Apart from pasta dishes, Pesto is wonderful with minestrone, both hot and warm (a delicious estive dish) and on your Pizza!

Something more unusual?

SALSA DI NOCI

Ingredients:
1 lb walnuts
1/2 oz shelled pine seeds
6 tbsp extravergine olive oil
1/2 garlic clove
salt
fresh chopped marjoram (optional)


Shell the nuts and plunge the kernels in boiling water for a while to peel them. Process them in a food processor with the pine seeds, salt and garlic, gradually adding the oil, to a smooth cream. Season with some pepper if you like. About the use of mortar...see above!

This sauce is traditionally used with two typical Ligurian pastas: Trofie (sort of noodles, made with plain or chestnut flour)) and Pansoti (vegetarian ravioli), but it's also good for Lasagne or Tagliatelle.

Enjoy!

Pongi


----------



## athenaeus (Jul 24, 2001)

Pongi.

I didn't know that Pesto comes from Liguria.

All I know is that every October my Basil Forest is transformed into this green elixir 
This Pecorino touch must make the difference.

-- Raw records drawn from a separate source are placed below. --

PR #42, opened 2014-06-11
Create HipChat Notifications script

Logrythmik:
Shared my HipChat script to send deployment messages to HipChat.


MichaelZino:
@PaulStovell Any guidelines available on how to integrate Octopus into HipChat?

dragon788:
@MichaelZino The step template https://library.octopusdeploy.com/step-template/actiontemplate-hipchat-notify can allow you to do so fairly easily. You simply add it to Octopus from the "Library" page, and then configure it on the project you want to deploy with the appropriate API key and it handles the rest.

I'm looking to add a bit more validation/error handling as it will fail a deploy if you supply something it doesn't expect, but without changing anything but the API key it works fine.

PR #102, opened 2014-12-10
Create windows-scheduled-task-changepath.json

atbez:
I noticed a UserVoice suggestion for this: 
https://octopusdeploy.uservoice.com/forums/170787-general/suggestions/6217623-feature-to-allow-for-configuration-of-task-schedul

And we had already created a step template for this based off of existing step templates.


alfhenrik:
Thanks!

PR #107, opened 2015-01-23
Created teamcity-download-artifact.json

jeremyalan:
This is a proposed Step Template to easily download a TeamCity artifact as part of the deployment process.  TeamCity configurations are broken out into individual parameters so they can easily be shared across projects, process steps, etc.

Happy to hear your thoughts and discuss further, thanks!


alfhenrik:
Thanks!

PR #108, opened 2015-01-23
Folder permissions in Umbraco v7

software-programmer:
Octopus step to setup folder permissions for an Umbraco v7 site after
deployment


alfhenrik:
Thanks!

PR #115, opened 2015-01-30
Add template that grants a user read access to a certificate

NiklasArbin:
Created a template for granting a user read access to a certificate.


alfhenrik:
Thanks!

PR #123, opened 2015-03-09
checking agaisnt null for description during search

tugberkugurlu:
I guess somebody sneaked in a step template without a description and broke the search :smile: This works around the problem and possibly fixes it (depends on whether a step template without a description is allowed).


tugberkugurlu:
I guess that package is https://github.com/OctopusDeploy/Library/blob/bd6b55a466a65cc88c8ab9344e7b1b01421c9374/step-templates/F5-Disable-Member-Wait-for%20connections-to-drop.json

DamianMac:
My bad! Thanks for the heads up @tugberkugurlu

PR #128, opened 2015-03-14
added link support for search

tugberkugurlu:
With these changes, you can now get a link for a search. For example, if you hit *localhost:4000/#!/listing/redgate*, it will search for **redgate** on the page landing:

image

Note:

  - I wasn't able to find a way to reflect the search input value changes to URL. Would be nice to add that as well.
  - If this makes it in, we will use a link to direct users to our step templates. So, it's important not to break this `/#!/listing/:searchTerm?` route pattern if possible :smile:

### DIFF
--- a/app/areas/listing/listing.js
+++ b/app/areas/listing/listing.js
@@ -1,7 +1,7 @@
 var module = angular.module('octopus-library');
 
 module.config(function($routeProvider){
-  $routeProvider.when('/listing', {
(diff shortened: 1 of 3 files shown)


DamianMac:
Nice, thanks @tugberkugurlu

tugberkugurlu:
@DamianMac hmm, I guess this is still not deployed. When do you think that this will be online?

DamianMac:
On now. Sorry hadn't promoted it

PR #129, opened 2015-03-16
Added a step template for triggering Team City builds.

bjorgvino:
This pull request contains a step template for triggering Team City builds. This can be useful for example when you want to run API tests from Team City on services deployed with Octopus Deploy.


alfhenrik:
Thanks!

PR #133, opened 2015-03-25
2 steps to work with azure and a step to execute EF Migrations

trailmax:
3 new steps for the library:

 * Step to execute Entity Framework Migrations on a database
 * Step to backup SQL Azure Database into Azure Blob Storage
 * Create Staging slot for Azure Website

Azure steps require Azure PowerShell module installed on Tentacle machine. EF Migration step requires EF libraries to be available on Tentacle machine


trailmax:
oops, found some issues with the scripts -(

PR #1169, opened 2021-08-24
Update variable substitute in files step to accurately get packages

harrisonmeister:
The step **Variables - Substitute in Files** step would not download the packages **Octostache** or **Sprache** correctly if they hadn't already been downloaded from NuGet.

The reason? I didn't test it properly the first time. :facepalm: 

The old way like this:
```powershell
$SprachePackage = (Get-Package Octostache)
```

Would result in an error like this:

image

This is because `Get-Package` throws a terminating error when a package doesnt exist.

The fix is pretty simple, which is to pass the `-ErrorAction` flag, and then catch the resulting exception, and download the package from NuGet.

```powershell
$OctostachePackage = (Get-Package Octostache -ErrorAction Stop) | Select-Object -First 1
```


coryreid (approved):
LGTM 👍

PR #1172, opened 2021-09-03
Added version field to better control how to name the version

ThomasArdal:
This is a minor addition to the existing step template to better control how to name the version when creating the deployment on elmah.io.


harrisonmeister (approved):
LGTM

PR #1174, opened 2021-09-07
Changed author of elmah.io step templates to elmahio

ThomasArdal:
The author of the elmah.io step templates are elmah.io really. Could be another person within elmah.io publishing updates next time why I would prefer just to use the organization name if possible.


harrisonmeister (changes requested):
@ThomasArdal - can you also update the `Version` property for each file - otherwise the changes won't sync with local Octopus instances

ThomasArdal:
Oh, you're right. Sorry. Fixed now 👍

harrisonmeister (approved):
LGTM

Issue #1171, opened 2021-08-30
Chain Deployment step template fails to create a new release of a project


srigor:
### Step template
Octopus Chain Deployment

### Step template parameter inputs
![image](https://user-images.githubusercontent.com/6719052/131411154-39357dde-66f1-4b87-876a-f3313c3c559d.png)

### Step template version
23

### Octopus Server version
2021.1

### Expected behavior

Process step should successfully create a release of the chain project

### Actual behavior

Process step fails with
17:38:41   Verbose  |       Error Response:
17:38:41   Verbose  |       {
17:38:41   Verbose  |       "ErrorMessage": "The resource you requested was not found."
17:38:41   Verbose  |       }

### Possible solution
The issue appears to be at this line:
`$this.Channel = Invoke-OctopusApi $this.Project.Links.Channels | % Items | ? { $useDefaultChannel -and $_.IsDefault -or $_.Name -eq $channelName }`

Project.Links.Channels returns something like this for a project with a single, default channel:
> /octo/api/Spaces-1/projects/Projects-2397/channels{?skip,take,partialName}

Which causes the Invoke-OctopusApi function's $requestParameters.Uri to have "octo" in it twice because the $Chain_BaseUrl and the $Uri both have /octo in it:
`Uri = ('{0}/{1}' -f $Chain_BaseUrl, $Uri.TrimStart('/'))`
> http://octopus.my-company.com/octo/octo/api/Spaces-1/projects/Projects-2397/channels

This faulty endpoint resolves to a 404 Not Found.

srigor:
I can workaround this issue by forking the Chain Deployment step template and changing the setting of the $requestParameters.Uri within the Invoke-OctopusApi function to remove the duplicate "octo" reference:
`Uri = ('{0}/{1}' -f $Chain_BaseUrl, $Uri.TrimStart('/')) -replace '\/octo\/octo\/','/octo/`

But I'd prefer to not have to fork the template if possible.

harrisonmeister:
Hi @srigor 

Thanks for getting in touch, and sorry to hear about the issue you're having. To help us understand where the issue may be, can you confirm the following:

- The value of the variable `Octopus.Web.BaseUrl` for your instance.
- The value of the variable `Octopus.Web.ServerUri` for your instance.
- Whether or not you have set the setting for the step: `Octopus.Action.OctopusServerUrl` in a project or library variable set variable. This value will:
[...]

PR #1179, opened 2021-09-13
Update to chain deployment to cater for virtual dir instances

harrisonmeister:
Updates to the chain deployment step;
- Added the last few (missing) version entries in the change log
- Replaced aliases of `?` to `Where-Object`
- Replaced aliases of `%` to `ForEach-Object`
- Formatted the entire script for consistency
- Fixed an issue (#1171) where the `Invoke-OctopusApi` function would error with 404: NotFound when running Chain deployment on an Octopus instance that runs under either a "virtual directory" / route prefix other than the route e.g `https://my.octopus.app/octo/`
- Added two new functions:
  - `Format-LinksUri` used to replace anything before `/api` in a Links reference.
  - `Format-WebLinksUri` used to replace anything before `/app` in a Links reference.


mark-the-butler (approved):
LGTM! 👍

PR #1184, opened 2021-09-17
Add Azure WebApp enable and disable app_offline steps

harrisonmeister:
Add two step templates:
1. **Azure Web App - Enable app_offline** 
2. **Azure Web App - Disable app_offline** 

The step templates either enable or disable the app_offline file. The enable step will take a provided app_offline file from a package and upload it to an Azure Web App to enable a way to safely bring down the app domain for a subsequent deployment.

The disable step does the reverse (removing the file)

Both requires a set of [deployment credentials](https://docs.microsoft.com/en-gb/azure/app-service/deploy-configure-credentials) for the Azure Web App.

**Required:** 
- Credentials with access to the [Kudu VFS API](https://github.com/projectkudu/kudu/wiki/REST-API#vfs)

Notes:

- Tested on Octopus `2021.2`.

### DIFF
--- a/step-templates/azure-web-app-disable-appoffline.json
+++ b/step-templates/azure-web-app-disable-appoffline.json
@@ -1,0 +1,74 @@
+{
+    "Id": "143ba6fd-968f-4f24-980b-49e47aa98f71",
+    "Name": "Azure Web App - Disable app_offline",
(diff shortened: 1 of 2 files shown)


mark-the-butler (approved):
LGTM! 👍

PR #1186, opened 2021-09-17
Fixed version finder function and non-default folder paths

twerthi:
---

### Step template checklist

- Fixes version finder function, previous version didn't check to make sure the release number had any downloadable assets.
- Fixed non-default folder designations.  Logic for folders was incorrect and resulted in the code trying to copy the file from what it thought was a non-default folder to the default folder for execution.  This resulted in RoundhousE trying to copy the file over itself which would cause a file in use exception.


step-templates/roundhouse-database-migration.json
```diff
@@ -22,7 +22,7 @@
...
...[System.Boolean]::Parse($roundhouseRecordOutput))\n{\n    $roundhouseSwitches += \"--outputpath=$roundhouseOutputPath\"\n}\n\n# Add transaction switch\n$roundhouseSwitches += \"--withtransaction=$($roundhouseWithTransaction.ToLower())\"\n\n# Check for version\nif (![string]::IsNullOrEmpty($roundhouseVersion))\n{\n    # Add version\n    $roundhouseSwitches += \"--version=$roundhouseVersion\"\n}\n\nWrite-Host \"Executing $($roundhouseExecutable.FullName) with $roundhouseSwitches\"\n\n# Execute RoundhousE\nif ($roundhouseExecutable.FullName.EndsWith(\".dll\"))\n{\n\t& dotnet $roundhouseExecutable.FullName $roundhouseSwitches\n}\nelse\n{\n\t& $roundhouseExecutable.FullName $roundhouseSwitches\n}\n\n# If the output path was specified, attach artifacts\nif ([System.Boolean]::Parse($roundhouseRecordOutput))\n{    \n    # Zip up output folder content\n    Add-Type -Assembly 'System.IO.Compression.FileSystem'\n    \n    $zipFile = \"$($OctopusParameters[\"Octopus.Action.Package[RoundhousEPackage].ExtractedPath\"])\\output.zip\"\n    \n\t[System.IO.Compression.ZipFile]::CreateFromDirectory($roundhouseOutputPath, $zipFile)\n    New-OctopusArtifact -Path \"$zipFile\" -Name \"output.zip\"\n}\n"
```
mark-the-butler, line 25: I believe on line #20 of your script there's a reference to a _$Version_ variable that I'm unsure of where that's defined?

mark-the-butler (approved):
LGTM 👍

PR #1187, opened 2021-09-27
Add retry command when posting to MS teams. Up to max 3 attempts

harrisonmeister:
Added a retry command to the **Microsoft Teams - Post a message** step template. Now when posting to MS teams, if configured, it will attempt up to 3 attempts.


mark-the-butler (approved):
LGTM! 
lgtm

PR #1190, opened 2021-10-01
Add AWS Secrets Manager - Retrieve Secrets

harrisonmeister:
Added a new step template to retrieve secrets from AWS Secrets Manager.

This step retrieves one or more secrets from AWS [Secrets Manager](https://aws.amazon.com/secrets-manager) and creates [sensitive output variables](https://octopus.com/docs/projects/variables/output-variables#sensitive-output-variables) for each value retrieved. The step supports creating a variable for each key-value in a secret that's retrieved, or you can specify individual keys. These values can be used in other steps in your deployment or runbook process.

---

**Specifying Secret names/keys to retrieve:**

Specify the names of the secrets to be returned from AWS Secrets Manager, in the format:

`SecretName SecretVersionId SecretVersionStage | KeyNames | OutputVariableName` where:

- `SecretName` is the name of the secret to retrieve. You can specify either the `Amazon Resource Name (ARN)` or the friendly name of the secret.
- `SecretVersionId` is the unique identifier of the version of the secret that you want to retrieve. If this value isn't specified, the version with the `VersionStage` value as specified in `SecretVersionStage` will be retrieved.
- `SecretVersionStage` specifies the secret version that you want to retrieve by the staging label attached to the version. *Staging labels are used to keep track of different versions during the rotation process*. If this value isn't specified, the version with the `VersionStage` value of `AWSCURRENT` will be retrieved.
- `KeyNames` are the names of the keys stored in the secret that you wish to retrieve values for. Multiple fields can be retrieved separated by a space. Alternatively, you can specify all fields using the special keyword `all` or `*`.
- `OutputVariableName` is the _optional_ Octopus [output variable](https://octopus.com/docs/projects/variables/output-variables) name to store the secret's value in. If multiple fields are specified the field name will be appended to this value. *If this value isn't specified, an output name will be generated dynamically*.

**Examples:**

Given a secret named `OctoSamples-usercredentials`:

1. `OctoSamples-usercredentials | Username | octousername`
   
   This would retrieve the secret and extract the value from the key-value named `Username` and save it into a sensitive output variable named `octousername`.

2. `OctoSamples-usercredentials | Username Password | octocreds`
   
   This would retrieve the secret named `OctoSamples-usercredentials`, and then extract the values from the key-values named `Username` and `Password` and save them to two sensitive output variables named `octocreds.Username` and `octocreds.Password`.

3. `OctoSamples-usercredentials | * | octocreds`
   
   This would retrieve the secret named `OctoSamples-usercredentials`, and then extract all key-values from the secret and save them to sensitive output variables *prefixed* with `octocreds`.

4. `OctoSamples-usercredentials | all`
   
   This would retrieve the secret named `OctoSamples-usercredentials`, and then extract all key-values from the secret and save them to sensitive output variables *prefixed* with `OctoSamples-usercredentials`.

---

**AWS Dependencies:**

There are some dependencies/requirements for this step to work successfully.

1. **CLI** - This step uses AWS tooling pre-installed on the target or worker. 

    Scripts executed in this step need to use the [AWS CLI](https://aws.amazon.com/cli/) to authenticate to AWS and perform other actions. If the CLI can't be found, the step will fail.

2. **AWS Account** - An [AWS account](https://octopus.com/docs/infrastructure/accounts/aws) with permissions to retrieve secrets from AWS Secrets Manager is also required.

---

**Notes:** 
- Tested on Octopus **2021.2**.
- Tested on both Windows Server 2019 and Ubuntu 20.04.


mark-the-butler (approved):
LGTM! 👍

PR #1195, opened 2021-10-07
Update microsoft-teams-post-a-message.json

MikeyGBG:
### Step template checklist

- [x ] `Id` should be a **GUID** that is not `00000000-0000-0000-0000-000000000000`
- [x ] Parameter names should not start with `$`
- [x ] **Step template parameter names (the ones declared in the JSON, not the script body) should be prefixed with a namespace so that they are less likely to clash with other user-defined variables in Octopus** (see [this issue](https://github.com/OctopusDeploy/Issues/issues/2126)). For example, use an abbreviated name of the step template or the category of the step template).
- [x ] `LastModifiedBy` field must be present, and (_optionally_) updated with the correct author
- [x ] If a new `Category` has been created:
   - [x ] An image with the name `{categoryname}.png` must be present under the `step-templates/logos` folder
   - [x ] The `switch` in the `humanize` function in [`gulpfile.babel.js`](https://github.com/OctopusDeploy/Library/blob/master/gulpfile.babel.js#L92) must have a `case` statement corresponding to it

### DIFF
--- a/step-templates/microsoft-teams-post-a-message.json
+++ b/step-templates/microsoft-teams-post-a-message.json
@@ -3,11 +3,11 @@
   "Name": "Microsoft Teams - Post a message",
   "Description": "Posts a message to Microsoft Teams using a general webhook.",
   "ActionType": "Octopus.Script",
-  "Version": 18,
+  "Version": 19,
   "CommunityActionTemplateId": null,
   "Packages": [],
   "Properties": {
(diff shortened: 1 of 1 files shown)


step-templates/microsoft-teams-post-a-message.json
```diff
@@ -56,26 +56,36 @@
...
       "Label": "Timeout in seconds",
-      "HelpText": "The maximum timout in seconds for the request.",
+      "HelpText": "The maximum timout in seconds for each request.",
       "DefaultValue": "60",
       "DisplaySettings": {
         "Octopus.ControlType": "SingleLineText"
       }
     },
     {
-      "Id": "b8835767-e7fe-4ef9-9492-893ca98950f6",
```
harrisonmeister, line 66: Changing the ID of a parameter is a breaking change for existing customers' usage of the parameter. The same goes with the name of the parameter too - Octopus will prompt the users, but given this appears to be a change in functionality, I'd prefer we kept it backward compatible.
 
To control the number of retries, I'd suggest adding a new parameter that works in conjunction with this check box. If its enabled, retries can try up to the number set (default 1).

MikeyGBG:
> a

Updated to incorporate feedback

harrisonmeister (approved):
LGTM, thanks!

PR #1211, opened 2021-11-04
Add the configure lambda function

BobJWalker:
Creates a new step template to allow users to create or update an existing lambda function using code hosted in S3 or as a container hosted in Amazon ECR.

### Step template checklist

### DIFF
--- a/step-templates/aws-configure-lambda.json
+++ b/step-templates/aws-configure-lambda.json
@@ -1,0 +1,264 @@
+{
+  "Id": "db4f7564-1b04-41c6-a3a6-aca911236aee",
+  "Name": "AWS - Configure Lambda Function",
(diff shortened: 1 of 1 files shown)


step-templates/aws-configure-lambda.json
```diff
@@ -0,0 +1,264 @@
...
...--tracing-config \"$functionTracingConfig\"\t\n}\n\nWrite-Host $updatedConfig | ConvertFrom-JSON\n\nif ($functionPublishOption -eq \"Yes\")\n{\n\t$functionVersionNumber = $functionCodeVersion\n\tif ([string]::IsNullOrWhiteSpace($functionCodeVersion) -eq $true)\n    {\n    \t$functionVersionNumber = $functionReleaseNumber\n    }\n    \n\tWrite-Highlight \"Publishing the function with the description $functionVersionNumber to create a snapshot of the current code and configuration of this function in AWS.\"\n\t$publishedVersion = aws lambda publish-version --function-name \"$functionArn\" --description \"$functionVersionNumber\"\n    \n    $publishedVersion = $publishedVersion | ConvertFrom-JSON\n    \n    Write-Highlight \"Setting the output variable 'Octopus.Action[$($stepName)].Output.PublishedVersion' to $($publishedVersion.Version)\"\n    Set-OctopusVariable -name \"PublishedVersion\" -value \"$($publishedVersion.Version)\"    \n}\n\nWrite-Highlight \"Setting the output variable 'Octopus.Action[$($stepName)].Output.LambdaArn' to $functionArn\"\nSet-OctopusVariable -name \"LambdaArn\" -value \"$functionArn\"\n\nWrite-Highlight \"AWS Lambda $functionName successfully deployed.\"",
```
mreeder, line 16: Line 258: What if it's a runbook run? You have code above checking if this variable is null on line 71.

BobJWalker: It should be alright, the description will be an empty string, but that's only if you don't pass in the package version.  The description isn't a required field.

mreeder (approved):
LGTM

PR #39, opened 2018-11-21
OTy is 1 for open drain, not 0

psycowithespn:
Found my I2C issue. 😄

### DIFF
--- a/src/gpio.rs
+++ b/src/gpio.rs
@@ -436,7 +436,7 @@ macro_rules! gpio {
                         let offset = $i;
                         unsafe {
                             &(*$GPIOX::ptr()).otyper.modify(|r, w| {
-                                w.bits(r.bits() & (1 << offset))
+                                w.bits(r.bits() | (1 << offset))
                          })};
 
                         self


aurelj:
Note that this is exactly this kind of bugs that #36 would avoid or at least make much more obvious.

therealprof:
@psycowithespn lol, I just found the exact same issue 30 minutes ago. :-D

therealprof:
@aurelj Maybe, maybe not. Excessive macro causes similar problems, just in other places since it is easy to mix up the 7th and 8th parameter of 11 and endless repetition is also prone to cut and paste errors which we're still finding every now and then.

osterwood:
Fixed my issue too!  Had one I2C device that would not ACK prior to this change -- guess it was not happy with the sharp rising edge.  

**Prior to change : I2C pins acting as push / pull -- no ACK from device**

scr41

**After change : I2C in open-drain mode -- good ACK**

scr43

psycowithespn:
> guess it was not happy with the sharp rising edge.

I2C requires open-drain on everything. In push-pull, the MCU is actively driving the data line and the device is unable to pull it to ground to signal an ACK. The external pull up resistors are the only thing that should drive the lines high.

osterwood:
You're right that it was the mis-configuration (lack of open-drain) causing the issue with this device and not the ringing on the rising edges.  But very oddly -- several other I2C devices on the bus were working fine and ACKing all data.  Somehow they were able to pull the data line low even with the MCU configured improperly.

In fact now I am having for dinner a piece of bread with pesto sauce as spread 

I hope that you came in the Forum to stay 

Marco Polo was from Genoa, right? or it was Venice?


----------



## pongi (Jan 11, 2002)

Obviously my doubts about non-Ligurian basil don't concern you! Greek basil must be delicious...
Marco Polo was from Venice, but also Genoa people were skilful sailors, merchants and travellers (in fact, Venice and Genoa were the two main "Sea Republics") and had a tight contact with Middle Eastern populations, whose traces can be still found in Genoa dialect and cooking!
An example is just that nut sauce...don't you have something like that? I remember I had in Greece a nut sauce with fried mussels, isn't it? As I've read in a book, the original recipe moved from Persia to the Mediterranean area and Slav countries... being Italian, we obviously adopted it for pasta!
BTW...could you tell me more about the Greek version? 
Thanks!

Pongi


----------



## athenaeus (Jul 24, 2001)

Pongi.

Do you mean the sauce with nuts ( yes!) and much garlic?
If you had this garlic sauce and it had nuts in, then you must have eaten in a pretty good place in Greece 

BTW We are not Slavs 
Just ...nuts Greeks 

Let me know about this sauce!


----------



## cape chef (Jul 31, 2000)

Athenaues, Please not my initial post on this thread in regards to what came from Liguria


----------



## pongi (Jan 11, 2002)

Yes, nuts...more garlic than our sauce...oil, suppose...probably soaked and mashed bread (at least, I had this impression). Was it skordalià? In any case, it was delicious...
BTW: really you're not Slavs? 
To tell the truth, I also had in mind another recipe, the Circassan (sp?) chicken, which I have found in both Russian and Turkish cookbooks..maybe you know what I mean: boiled chicken, cut in stripes and served with a nut sauce that seems a close relative of "our" sauces.
More info?

Pongi


----------



## athenaeus (Jul 24, 2001)

Cute, very cute...

I would reply to that but I am busy hunting down american sauces with lumps lately 

For the recipe, check the new thread


----------



## athenaeus (Jul 24, 2001)

Pongi since you mention basil I want to tell you something very strange about Basil and Greece.

Every single house or public edifice -even the Presiden't residence- has a pot of Basil during the summer.

There is not a single Greek recipe that contains basil though...
I wondered why this happens.
The only reason I am thinking of, is that basil has a very importanty role in the rituals of the Greek Ortodox Church. 

Any other ideas???


----------



## suzanne (May 26, 2001)

Could it be along the same lines as all the rosemary I saw growing along the sides of streets and in medians once when I was in California? They couldn't possibly use it for cooking after it picked up all those exhaust fumes -- but when the sun warmed it up, it gave off the most wonderful aroma and scented the air. Maybe the gardeners among us would have some idea.


----------



## pongi (Jan 11, 2002)

Don't know about the basil growing in Greece...but can remember the Californian basil and, as I said, it's completely different from Ligurian, being much more an ornamental type than an edible one. Although the Ligurian weather is warm, our basil grows exclusively in greenhouses, never in the open, and the plants are smaller, with particularly tender and sweet leaves. Also the shape of leaves is different. Apart from that, can't say what comes first...I mean, if we selected this basil for the Pesto purpose (and you Greeks, clearly being much more spiritual, another type for a religious purpose...  ) or if we were simply led to put it in our dishes by its characters!

What's your opinion?

Pongi


----------



## athenaeus (Jul 24, 2001)

Well this question is bothering me years now and it must be answered!!!!!That's it!! 

Pongi let's open a new thread about basil in Garden's Forum.
Many people that knows many things about plants read this forum exclusively.

In the mean time ...
Oh no! I will tell you in the new thread


----------